TASK ITEM: What does the data read, word for word, from the line containing "Document new select_sum!" through its final line? Give those lines only.

DATA BLOCK:
Issue #212, opened 2020-02-18
Document new select_sum! and the return types for select_sum


paulcsmith:
https://github.com/luckyframework/avram/pull/304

SOLUTION TO THIS PROBLEM:
Document new select_sum! and the return types for select_sum


paulcsmith:
https://github.com/luckyframework/avram/pull/304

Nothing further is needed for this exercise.